To be honest, the same issue happens on desktop browsers, it's just not as
noticeable because the default zoom kinda matches what you'd expect. But you
can still scroll to the side, in a desktop browser. See:

[http://instantshare.virtivia.com:27080/b69zdjyzbvfo.png](http://instantshare.virtivia.com:27080/b69zdjyzbvfo.png)

I think the CSS fix can be something like this:

    
    
        word-wrap: break-word;
    

[http://instantshare.virtivia.com:27080/1l8rbeisu9a2a.png](http://instantshare.virtivia.com:27080/1l8rbeisu9a2a.png)
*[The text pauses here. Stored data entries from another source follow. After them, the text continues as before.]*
PR #1180, opened 2024-02-20
releases/describe_signed_firmware: add helpful error msg

benma:
When this script is called on an unsigned binary, there is a warning

    Unrecognized firmware edition

but the script then still parses and dumps information that is completely wrong.

This commit outputs a helpful error message instead and exists.


asi345 (approved):
utACK! good thinking

PR #1187, opened 2024-02-29
simulator: print simulator msgs only in simulator, not in unit tests

benma:
The `c-unit-testing` is also active in Rust unit tests, so the simulator msgs were printed there. This commit moves the stdout prints to `ui_stub_c_unit_tests.rs`, which is only used in the simulator.


asi345 (approved):
tACK, works as intended. thanks for help!

PR #1189, opened 2024-03-08
add firmware-btc-v9.17.0/assertion-JunghoonLee.sig

junghoon2lee:
I just verified firmware-btc-v9.17.0 binary hash, and so added my assertion.  
Note that my gpg pubkey (JunghoonLee.asc) is already in the releases/pubkeys directory, which was used when I verified firmware-btc-v9.15.0, so I didn't add it this time. 
Thank you!
Junghoon


benma (approved):
Thank you so much!

PR #1197, opened 2024-04-17
simulator : build configuration update and multiple sequential client…

asi345:
… support

Since simulator and c unit tests use the same build script(build-build), sanitization options defined for c unit tests were also passed to simulator and this was causing more dependencies for simulator binary. Of course this contributes to more size. Simulator now has this sanitization options set to false to automatically avoid including them.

However, different browsers behave differently™, so you may need to also add:

    
    
        word-wrap: break-word;
        white-space: pre-wrap;
    

To make it work in Firefox (but you might need to adjust other things, also
play with word-break CSS property, and test in all browsers). I've dealt with
this previously at
[https://github.com/shurcooL/play/issues/4](https://github.com/shurcooL/play/issues/4)
and other places that deal with displaying user generated content.

------
libeclipse
> In this case, a divide by 3 is equivalent to multiplying by 0x55555556 and
> then taking the top half of the output.

What the fuck. That's amazing!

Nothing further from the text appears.